→ **Brief**: Please report how many lines of the following entries hold the word "packaging", giving the number alone.

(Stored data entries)
--- --- ---
PR #435, opened 2021-04-10
Recommend apihub

j08lue:
As mentioned in many issues, the recommended SciHub endpoint for machine access is `/apihub`, NOT `/dhus`.

For a while `/dhus` was a convenient drop-in replacement when user credential changes (including new sign-ups) had not propagated to `/apihub` yet. But the Copernicus Open Access Hub now prevents that by heavily rate-limiting access to `/dhus`.

In short, we should not anywhere recommend that users call `/apihub` on the Copernicus Open Access Hub anymore.

### DIFF
--- a/README.rst
+++ b/README.rst
@@ -77,7 +77,7 @@ Python Library
   from datetime import date
 
   # connect to the API
-  api = SentinelAPI('user', 'password', 'https://scihub.copernicus.eu/dhus')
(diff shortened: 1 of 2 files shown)


j08lue:
I was hoping to see some Travis CI action on this PR, but it seems like we have run out of credits for this period. Our pretty big build matrix is perhaps a bit excessive? But credits should get replenished today. I'll merge this anyways, as it is just docs.

PR #448, opened 2021-04-30
Gracefully handle cancelled futures

avalentino:


sentinelsat/sentinel.py
```diff
@@ -791,15 +791,16 @@ def download_all(
...
-                    product_info = dl_task.result()
-                    downloaded_prods[product_info["id"]] = product_info
-                # This elif catches the first dl_task that did not complete because
-                # the product was not online and _download_online_retry returned None
-                elif not dl_task.exception() and dl_task.result() is None:
-                    stop_event.set()
-                    for task in dl_tasks:
-                        task.cancel()
+                if not dl_task.cancelled() and not dl_task.exception():
+                    if dl_task.result():
```
j08lue, line 795: Perhaps make this

```suggestion
                    if dl_task.result() is not None:
```

and then just an `else` below? This would be more robust towards results that do not easily evaluate to a boolean. These should not occur here, but still...

Also, you could consider assigning the result to a variable, rather than calling `.result` several times. Not sure whether the return value of `.result` could change between the calls and then you get weird behavior.

j08lue (commented):
Great you are looking into this issue. I am not fully on top of the behavior here, just put in a few comments regarding the evaluation and state of the result.

sentinelsat/sentinel.py
avalentino: Done, thanks, in this way is much clearer.

valgur (approved):
LGTM

j08lue (changes requested):
Yes, thanks! Only missing a CHANGELOG entry, no?

avalentino:
> Yes, thanks! Only missing a CHANGELOG entry, no?

@j08lue done

j08lue (approved):

PR #438, opened 2021-04-11
Migrate to GHA (Closes #437)

avalentino:
Set-up CI on GHA and drop Travis-CI.

Tested Python versions: 3.6-3.9 (please let me know if you steel want to test Python 3.5).
Notifications are not active (commented code). You need to set the Gitter token in secrets for that.

Closes #437.

PR #449, opened 2021-04-30
Fix product node issues on Windows

valgur:
Fixes the test failures that cropped up in #438.

- Mark downloaded data as 'binary' in git to prevent the inserted line break characters on Windows from messing up cassette playback. The downloaded files used in test are now stored in `fixtures/vcr_cassettes/data` to make them easier to distinguish.
- Make `/` the path separator for within-product files irregardless of the OS path separator. I think that's more convenient and expected behavior for the user. Do you agree @avalentino?
- Some minor code tidying.


sentinelsat/products.py
```diff
@@ -86,28 +86,25 @@ def nodefilter(node_info: dict) -> bool:
...
         elif urltype is None:
-            data["urltype"] = ""
-        else:
-            data["urltype"] = urltype
-        return "{api_url}odata/v1/Products('{id}')/Nodes('{title}.SAFE')/{path}{urltype}".format(
-            **data
-        )
+            urltype = ""
+        # else: pass urltype as is
+        return f"{self.api_url}odata/v1/Products('{id}')/Nodes('{title}.SAFE')/{path}{urltype}"
```
avalentino, line 101: +1, but you need to drop support Python 3.5 to use it. In ``setap.py`` 3.5 is still listed.

avalentino (approved):
LGTM

avalentino:
> Make / the path separator for within-product files irregardless of the OS path separator. I think that's more convenient and expected behavior for the user. Do you agree @avalentino?

@valgur absolutely yes :)

j08lue (approved):
Nice fixes and improvements.

PR #173, opened 2017-11-20
bump ignore to 0.3, ansi_term to 0.10

ignatenkobrain:


sharkdp:
Hi,

Thank you for your contribution! Is there any particular reason why you would like to update these dependencies?

Currently, the build fails on Windows. This is a known bug with `ansi_term` and has already been addressed upstream (https://github.com/ogham/rust-ansi-term/issues/31) by @iology.

ignatenkobrain:
@sharkdp I'm packaging fd-find for Fedora and we try to keep only latest versions of crates as long as it's possible. I can keep those bumps as our downstream patches until someone fixes ansi-term.

sharkdp:
I see. I'm afraid this is the only option for now, as we would like to keep supporting all platforms that are tested via CI.

> I'm packaging fd-find for Fedora

Thank you very much!

sharkdp:
Both ignore as well as ansi_term have now been updated to the latest versions.

Issue #153, opened 2017-10-28
In cygwin, fd output displays backslash instead of forward slash


rajeshduggal:

sharkdp:
Hi, thank you for your feedback.

Could you please give a little bit more details (fd version, operating system, etc.)?

Why do you think *fd* should output `/` as directory separator instead of `\`? Isn't cygwin running on Windows?

rajeshduggal:
Most tools in cygwin output a / separator, but fd uses \ instead...
e.g..
$ uname -a
CYGWIN_NT-6.1 TDL00885482 2.9.0(0.318/5/3) 2017-09-12 10:18 x86_64 Cygwin
$ fd --version
fd 4.0.0
$ ls -1 dax/*
dax/oswald.txt
$ tree -if dax
dax
dax/oswald.txt
0 directories, 1 files
$ find ./dax
./dax
./dax/oswald.txt
$ fd '.*txt' ./dax
dax\oswald.txt

tmccombs:
was fd compiled with cygwin, or as a windows binary?

rajeshduggal:
https://github.com/sharkdp/fd/releases/download/v5.0.0/fd-v5.0.0-x86_64-pc-windows-gnu.zip

So I guess it's understandable that it's output shows windows backslash convention. 
(fyi. There's an interesting discussion thread on a similar cygwin path issue for a different project here.. https://github.com/BurntSushi/ripgrep/issues/269 )

sharkdp:
We could potentially change this, but I'm not sure if `/` would always be preferable over `\`. Do all tools on Windows support `/`? Is there any drawback from using `\` or is this more of an aesthetic thing?

It says `fd v4.0.0` in your output but you downloaded v5.0.0? Could you please make sure that you are on the latest verstion? There have been a few changes to path handling (on Windows) in 5.0.0 - although this will likely not fix this issue.

Doxterpepper:
I was actually curious about this. When compiled on windows fd will always replace forward slashes with back slashes. Doesn't PathBuf already format the slashes depending on the platform?

Doxterpepper:
@sharkdp, it looks like fd is using `Path::from` which will convert the path to the platform specific convention. We could maybe figure out a way to determine if we're running from cygwin when we print to the console and then change the back slashes to forward slashes then.

As a side note from what I can tell `let path = path.replace('/', "\\")` is unnecessary because of PathBuf.

rajeshduggal:
[...]

PR #176, opened 2017-11-22
Cygwin forward slashes

Doxterpepper:
#153 
@sharkdp, I was messing around with this and figured I'd go ahead and open a PR, hope you don't mind. This change adds a check for if the HOME environment variable is present at run time on windows builds. The HOME environment variable is not available in cmd so it servers as a way to differentiate between the two environments and print the appropriate slashes accordingly.

### DIFF
--- a/src/output.rs
+++ b/src/output.rs
@@ -15,6 +15,8 @@ use std::ops::Deref;
 use std::path::{self, Path, PathBuf, Component};
 #[cfg(any(unix, target_os = "redox"))]
 use std::os::unix::fs::PermissionsExt;
+#[cfg(windows)]
+use std::env;
 
 use ansi_term;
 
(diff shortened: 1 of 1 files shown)


sharkdp:
> I was messing around with this and figured I'd go ahead and open a PR, hope you don't mind.

Absolutely not. Thank you very much for your contribution.

---

Before going forward with this, I'd like to have the questions in #153 answered (also the ones by @ghuls), as it's not clear to me that we actually need this.

Concerning the code changes, I'm not too keen about having so many `#[cfg(...)]` special cases for different OSes, but maybe that's just me. Also, the check for the `$HOME` variable does seem a little bit fragile. Doesn't cygwin provide something like `$CYGWIN_VERSION` or similar?

PR #181, opened 2017-11-29
Refactoring main.rs : remove unused variable (empty_pattern)

LoveTube:
I think this PR is  just small code improvement , so I'd go ahead and open a PR, hope you don't mind. 
In main.rs, empty_pattern is used as a default value for pattern.
I think it's better remove empty_pattern and add "" for default pattern. Because it's more clear.

### DIFF
--- a/src/main.rs
+++ b/src/main.rs
@@ -48,8 +48,7 @@ fn main() {
     let matches = app::build_app().get_matches();
 
     // Get the search pattern
-    let empty_pattern = String::new();
-    let pattern = matches.value_of("pattern").unwrap_or(&empty_pattern);
+    let pattern = matches.value_of("pattern").unwrap_or("");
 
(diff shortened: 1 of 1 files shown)


sharkdp:
@LoveTube Welcome and Thank you for your contribution!

I believe this was needed in some older version of Rust (although not sure). Great that we can write this in a clearer way now.

LoveTube:
OK. That's why this code is exist. I close this PR. Thanks

sharkdp:
Sorry, I was unclear: I think we should integrate this now (because we have bumped the minimum required Rust version from 1.16 to 1.19 recently).

LoveTube:
@sharkdp I just read your comment, I think you're right.

sharkdp:
Thanks,

Issue #166, opened 2017-11-12
feature request: allow specifying multiple search paths 


rfourquet:
I.e. `fd [pattern] [path [path ...]]`. I don't foresee a need to specify a 3rd argument to `fd` which would not be a search path, so allowing multiple paths seems harmless and useful. Also, by compatibility with `find`, would there be a problem to not error if the provided paths are files (i.e. not directories)?

rfourquet:
For example, here is my today's use case: I'm looking for the presence of a certain .so library file in  the dropbox versions present on my nixos system; I would like to simply do:
 `fd libGL.so.1 /nix/store/*dropbox*`.
In particular it would be useful that the files in the paths list (expanded from `*dropbox*`) do not generate errors.

for-coursera:
Second that request. Passing a listing from several directories to `fzf` would be extremely handy. `ripgrep` already manages that, but `fd` is faster, isn't it? :)

Doxterpepper:
@sharkdp, mind if I take this on?

sharkdp:
@Doxterpepper That'd be great!

ChengCat:
I'm not sure whether this is a good idea. If `/nix/store/*dropbox*` expands to an empty string, you could be surprised, as fd will be searching inside the current directory. One could assume `fd pattern (empty path list)` to mean no path searched, but it contradicts with the current design.

BTW, NixOS use symlinks extensively, so you might need `-F` sometimes. (#180)

rfourquet:
This is probably a matter of pragmatism. 

> If /nix/store/\*dropbox\* expands to an empty string, you could be surprised,

You are right, but I needed this on the command line, after knowing that the expansion is not empty. Then the alternative I had to resort to was no better in this respect (I don't remember if I used `find` directly, or `fd` with a loop over). `fd` with multiple paths would simply have been more convenient.

ChengCat:
This is a matter of design, and the intention is to reduce potential surprises or pitfalls. It is especially important for a tool intended to replace a fundamental utility like `find`. I understand that it is convenient for this particular use case, but you probably agree that, every time you write `fd pattern pathWith*` in a shell script, you need to consider that `pathWith*` could possibly expand to an empty string.

I'd suggest a new syntax for this: `fd pattern -`. This reads stdin for a path list to be searched.

Doxterpepper:
[...]

PR #182, opened 2017-11-29
Add multiple path support

Doxterpepper:
# Multiple path support
#166 
## Changes

- `fd` allows multiple paths from the command line
- main has been refactored to handle multiple paths
  - No longer makes use of path_display, path_display was never actually used and has been removed
  - Removed redundant logic for absolute paths. `fshelper::absolute_path` does nothing if the path provided is already an absolute path. The only thing that needs to be checked is if the absolute-path flag has been provided.
- `scan` now takes a reference to a vector of `PathBuf`
- Added integration test for multiple files
- Modified `TestEnv` to allow custom directory listings
- Previous hard coded directory structure has been added to tests.rs in the form of static arrays containing each file and directory to be created. This allows for alternative directory structures in integration tests. The symlink is still always created for now.


sharkdp:
Thank you very much. Unfortunately, it will be a few days before I can review this.

Also, not sure what's wrong with Travis. Maybe a caching problem.

Cargo.lock
```diff
@@ -14,6 +14,7 @@ dependencies = [
  "num_cpus 1.7.0 (registry+https://github.com/rust-lang/crates.io-index)",
  "regex 0.2.2 (registry+https://github.com/rust-lang/crates.io-index)",
  "regex-syntax 0.4.1 (registry+https://github.com/rust-lang/crates.io-index)",
+ "shell-escape 0.1.3 (registry+https://github.com/rust-lang/crates.io-index)",
```
sharkdp: Why does this PR re-introduce shell-escape? Is this needed somewhere?

src/main.rs
```diff
@@ -57,28 +57,31 @@ fn main() {
...
-        Some(path) => PathBuf::from(path),
-        None => current_dir.to_path_buf(),
+    //Get one or more root directories to search.
+    let mut dir_vec: Vec<_> = match matches.values_of("path") {
+        Some(paths) => {
+            paths
+                .map(|path| {
+                    let path_buffer = PathBuf::from(path);
+                    if !fshelper::is_dir(&path_buffer) {
+                        error(&format!(
```
sharkdp: There was a request somewhere in the open issue that we also allow for files to be specified here (that would be ignored), but I think it's a good idea to explicitely show errors here. The original problem could be solved by using `drop*/` globs instead of `drop*`, I guess. So :+1:

src/walk.rs
```diff
@@ -48,11 +48,12 @@ pub enum FileType {
 /// If the `--exec` argument was supplied, this will create a thread pool for executing
 /// jobs in parallel from a given command line and the discovered paths. Otherwise, each
 /// path will simply be written to standard output.
-pub fn scan(root: &Path, pattern: Arc<Regex>, config: Arc<FdOptions>) {
+pub fn scan(path_vec: &mut Vec<PathBuf>, pattern: Arc<Regex>, config: Arc<FdOptions>) {
```
sharkdp: Using a mutable reference here seems strange to me. Could `scan` not be implemented without using `pop`?

src/walk.rs
```diff
@@ -48,11 +48,12 @@ pub enum FileType {
...
+    let first_path_buf = path_vec.pop().unwrap();
```
sharkdp: Assuming that there is one element in the vector is fine for now. It would be even better to use the type system for that kind of guarantee (e.g. using a non-empty list type).

src/walk.rs
```diff
@@ -178,7 +181,7 @@ pub fn scan(root: &Path, pattern: Arc<Regex>, config: Arc<FdOptions>) {
 
             let entry_path = entry.path();
 
-            if entry_path == root {
+            if entry.depth() == 0 {
```
sharkdp: I like the change, but does this change something semantically?

tests/tests.rs
```diff
@@ -64,10 +78,32 @@ fn test_simple() {
     );
 }
 
+/// Test multiple directory searches
+#[test]
+fn test_multi_file() {
+    let dirs = &["test1", "test2"];
+    let files = &["test1/a.foo", "test1/b.foo", "test2/a.foo"];
+    let te = TestEnv::new(dirs, files);
+    te.assert_output(
```
sharkdp: Maybe we could also add a test for `["a.foo", "test1"]` here to make sure that `test2/a.foo` is *not* found in this case.

Cargo.lock
Doxterpepper: I don't actually remember adding that. It's not used for anything I'll remove that.

src/walk.rs
Doxterpepper: This shouldn't change anything in practice, this is logically equivalent to the previous if statement. We are just using a different property of root paths to determine this is a root path. The root path is always a depth of zero so we can use that instead checking if entry shares a name with one of the provided paths.

tests/tests.rs
Doxterpepper: Yea that certainly can be done, I'll add that tonight. If you think of any other tests that should be included let me know.

src/walk.rs
Doxterpepper: Is there such a data structure native to rust? A non-empty vector is a precondition to scan so we could just include an assert statement to ensure that condition.

sharkdp: I don't think so. There seem to be some nonempty crates, but if this is the only occurrence, I think your solution is fine. Instead of using an assert, we could replace `unwrap` with `expect` and a custom error message.

tests/tests.rs
sharkdp: No, the rest looks great

src/main.rs
Doxterpepper: Accidentally killing two birds with one stone, glad I could help 😄

sharkdp:
Thank you for the changes!

Could you please run `cargo fmt` in order for the Travis to pass?

Doxterpepper:
Sure thing

rfourquet:
That's great, thanks for your work!

src/main.rs
rfourquet: > The original problem could be solved by using drop*/ globs 

Thanks for this trick! If I come up with a use case for accepting also files, I will open a new issue.

PR #184, opened 2017-11-30
bump lazy_static to 1

ignatenkobrain:
Signed-off-by: Igor Gnatenko <i.gnatenko.brain@gmail.com>


Cargo.lock
```diff
@@ -254,6 +260,11 @@ dependencies = [
  "winapi 0.2.8 (registry+https://github.com/rust-lang/crates.io-index)",
 ]
 
+[[package]]
```
tmccombs: Why does this ad d the shell-escape package?

ignatenkobrain: to be honest, I don't know. I just run `cargo update -p lazy_static`

sharkdp:
Is there any specific reason why you want to update this dependency?

ignatenkobrain:
There are several:

1) It is first stable version (1.0), so no more unexpected breakages after version bump
2) I package fd for Fedora and we try to not keep old versions of crates

sharkdp:
Okay, thanks.

Could you please rebase this on top of master. This should hopefully make Travis pass.

sharkdp:
I've included this change in a recent update to Cargo.toml on master, so this is not needed anymore. Thanks!

PR #185, opened 2017-12-02
The -i flag allows a package to be installed without updating.

Doxterpepper:
The -i flag allows installation of the package when it's not installed. Otherwise cargo-update will just not update the package since it has to be installed to update it.

From the help page for cargo-update:
`    -i, --allow-no-update    Allow for fresh-installing packages `


sharkdp:
Thank you very much!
--- --- ---
→ **Exercise result**: 2